My CMS already iterates through documents to extract the required data to be able to create the RSS feeds, and add new articles to the index pages. So I already have all my data readily available. There are custom functions here to build a url from a specified file path, and a selector function to get an attributes content (I am not using that function to get the datetime attribute as I also use the html_date to format dates to RFC 822 for the RSS feed). My CSS selectors are all pulled out of a config file, so if I decide to change my document structure, I just need to alter the config file and not the code itself. The doc being passed into the function is a dictionary for each article document, with keys and values for filename, directory, and soup.

NOTE: I've only included the relevant extractions in the function above. More data gets extracted from each document, but they are not relevant to building the meta for the page and are instead used elsewhere, such as the RSS feeds.

def add_meta_content(article):
  head = selector(article['soup'], "head")

  description = selector(head, "meta[name='description']")
  description['content'] = article['description']
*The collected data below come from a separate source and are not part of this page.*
Issue #114, opened 2017-12-08
Add interface to CLAW


arporter:
We need to be able to apply CLAW transformations to user-supplied kernels. In this Issue we will start to add the necessary wrappers and documentation.

arporter:
In contrast to PSyclone's native transformations which operate on the
PSy AST, CLAW operates on Fortran source code. In this case this will
be one or more of the kernels called from the PSy layer.
PSyclone already has the location of these kernels since the meta-data
they contain must be parsed. This location information must now also be passed
to the transformation script in case it wishes to modify the kernels.

Naming of the transformed kernel - just name mangle and output it in the
same location as the generated psy code? However, LFRic has naming
rules which means the name of the kernel is intimately linked with the
name of the file which contains it. This means that if we name mangle
then we have to do this consistently through the kernel file (i.e.
the module, type declaration and kernel subroutine will all have to be
renamed). If we don't change the name of the kernel then making sure
we get the right kernel at compile time becomes the problem of the build system so
long as we don't over-write the original kernels. The latter problem
can be avoided by allowing the output directory to be specified as an
argument to PSyclone. This will then have to be passed down to the 
`trans()` function as an additional argument. Therefore, the proposed interface to `trans()` is now:

    def trans(psy, kernel_search_path, out_dir):
        '''
        :param psy: root of PSy AST
        :param kernel_search_path: List of directories to search for kernels
        :param out_dir: directory in which to put any transformed kernels
        '''

rupertford:
There is another practical issue here. If PSyclone is run separately for two different algorithm files which each make use of the same kernel then what do we do? I guess we could probably just say it is a build problem. However to help the build system we might want to have various configuration options for the case where an existing output file is found I.e. 1: overwrite, 2: keep original 3: raise an exception.

There might be a use case where the hpc expert wants to create a modified version of the kernel but also keep the original (or some other variant). In this case I'm not sure it can be done though different directories due to the module names clashing, so we might need to be able to create a unique file and module name that is also used by PSyclone.

rupertford:
OK, I'm going to argue against the proposed 2nd argument to trans() and suggest it should be a dictionary of Kernel AST's, indexed by module name. We then need to decide if each should include its original file name, or whether we create the file name from the module name.

[...]

PR #120, opened 2018-01-02
Implement Claw interface

arporter:
This PR is for work done under #114.


arporter:
While starting work on introducing OpenACC directives with CLAW, I discovered test failures in this branch. I don't understand why. Maybe I've updated the version of various things on my laptop. The most problematic failure was to do with losing the stderr from where I 'shell out' to run CLAW. I've fixed that but accidentally committed it to the wrong branch so I've used `git cherry-pick` to apply it to the branch for this PR.

arporter:
I made the mistake of working on (and so breaking) my branch of CLAW that this PR depends upon. I've now cut a new `psyclone` branch in stfc/claw-compiler which should be used with this PR.

doc/claw.rst
```diff
@@ -0,0 +1,212 @@
...
+
+The version of the CLAW compiler used by PSyclone is available from
+https://github.com/stfc/claw-compiler.  See the INSTALL.md file for
+installation instructions.  Once it is installed, you will need to
+manually copy the Python interface module into the `lib` directory of
+the Claw installation:
+
+::
+
+    cp claw-compiler/omni-cx2x/src/claw/python/ClawTransform.py <claw-install-root>/lib
```
rupertford: I could not find a file called ClawTransform.py or even a directory called omni-cx2x.

arporter: My apologies - this goes back to the fact that Valentin has re-structured CLAW and I got carried-away and pulled his changes into the stfc version of CLAW. The file you need is now:

    cx2t/src/claw/python/ClawTransform.py

(On the `psyclone` branch of stfc/claw-compiler)

rupertford:
I have a potentially disruptive suggestion. In your implementation the PSyclone script passes a list of kernels and a script file. What I propose is for CLAW transformations to be called in the same way PSyclone transformations are called. So, for example

```
def trans(psy):
    import claw
    ...
    kernel = psy......
    ...
    claw_openacc_trans = claw.trans.openacckern()
    new_kernel = claw_openacc_trans.apply(kernel)
    ...
```

Do you think this is a) feasible and, if so b) worth doing now in this pr?

arporter:
I think it is feasible and probably even sensible for specific cases such as the one your example suggests - that of adding the necessary OpenACC `routine` directive to a kernel. However, I'm concerned that in general, this would be equivalent to requiring PSyclone to support a set of transformations that operate on a whole PSy layer, rather than letting the user build-up their recipe from fundamental transformations (such as loop fuse). For specific, simple cases it could be powerful but I think, in general, allowing users to write their own script is better. e.g. if we think of transforming the matrix-vector kernel in the various ways that Karthee/Sergi have done, then that would need a script (I think) rather than a one-size fits all transformation.

rupertford:
Ah, I see your point. The PSyclone script, as it stands, does not know about the innards of a Kernel.

Given that you are writing a script that does know about the innards of a Kernel (a "CLAW" script, rather than a "PSyclone" script) and given that both are just Python, is there any particular reason for formally separating the two i.e. is there any reason why the contents of a "CLAW" script could not be in a "PSyclone" script?

arporter:
Nope, there's no reason and in fact I have written the examples so that both the PSyclone and CLAW scripts are routines in the same file (we have a `trans()` and a `claw_trans()`). I thought it best to separate the two routines as one is run from CLAW and only operates on a CLAW AST whereas the original works on our PSyclone schedule.

doc/getting_going.rst
```diff
@@ -60,9 +60,13 @@ example in openSUSE 42.2:
 
 and then use pip2.7 instead of pip.
 
+PSyclone supports the use of the CLAW compiler
+(https://github.com/C2SM-RCM/claw-compiler) to perform kernel
```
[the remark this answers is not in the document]
arporter: Done.

rupertford:
Andy and I have discussed the limitations of the current approach to integrating CLAW into PSyclone i.e. the way it has been implemented in this PR. The fact that we need to use jython, which only works for Python2, that we have to separate out scripts working on CLAW and scripts working on the PSyclone IR and that it is difficult to make use of existing CLAW functionality by only driving CLAW via a script are quite strong limitations.

We feel that a potentially better approach would be for PSyclone to drive CLAW by adding directives to Kernel code, then running CLAW. The Python transformation interface could remain, it would just be interfacing with CLAW in a different way. The advantages of this approach is that we don't need to modify CLAW with a Python scripting interface, we don't need to use Jython, we can mix PSyclone and CLAW transformations in whatever way we like and we can potentially make use of existing CLAW functionality e.g. optimizing for a GPU as a black-box high-level optimization. We can also have access to the OMNI XML Fortran representation allowing us to modify code outside of CLAW if required, e.g. when inlining.

If @arporter is happy I'll therefore close this pull request and add the above information to the original issue.

rupertford:
Closing this pull request as we expect to use a different approach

  og_title = selector(head, "meta[property='og:title']")
  og_title['content'] = article['title']
  og_desc = selector(head, "meta[property='og:description']")
  og_desc['content'] = article['description']
  og_url = selector(head, "meta[property='og:url']")
  og_url['content'] = article['URL']
  og_image = selector(head, "meta[property='og:image']")
  og_image['content'] = article['IMG']
  og_time = selector(head, "meta[property='og:article:published_time']")
  og_time['content'] = article['date_attr']

  json_ld = selector(head, "script[type='application/ld+json']")
  json_ld_data = {
    "@context": "http://schema.org",
    "@type": "Article",
    "mainEntityOfPage":{
      "@type": "WebPage",
      "@id": article['URL']
    },
    "headline": article['title'],
    "datePublished": article['date_attr'],
    "description": article['description'],
    "image": [
      article['IMG']
        ],
    "author":{
          "@type": "Person",
          "name": "aaronwatts@dev"
    }
  }

  json_ld_str = json.dumps(json_ld_data, indent=2)
  json_ld.string = json_ld_str

The extended article data is then passed into a function that populates the required meta tags with the applicable data. The Python json module is used to convert a Python dictionary into a JSON string.

article_path = f"{ROOT}/{article['directory']}/{article['filename']}"
write_to_html(article['soup'], article_path)

def write_to_html(soup, path):
  with open(path, "w") as outf:
    outf.write(str(soup))

Each document's soup retains all adjustments made, so the final step is simply to write the modified soup back into the file it has been taken from.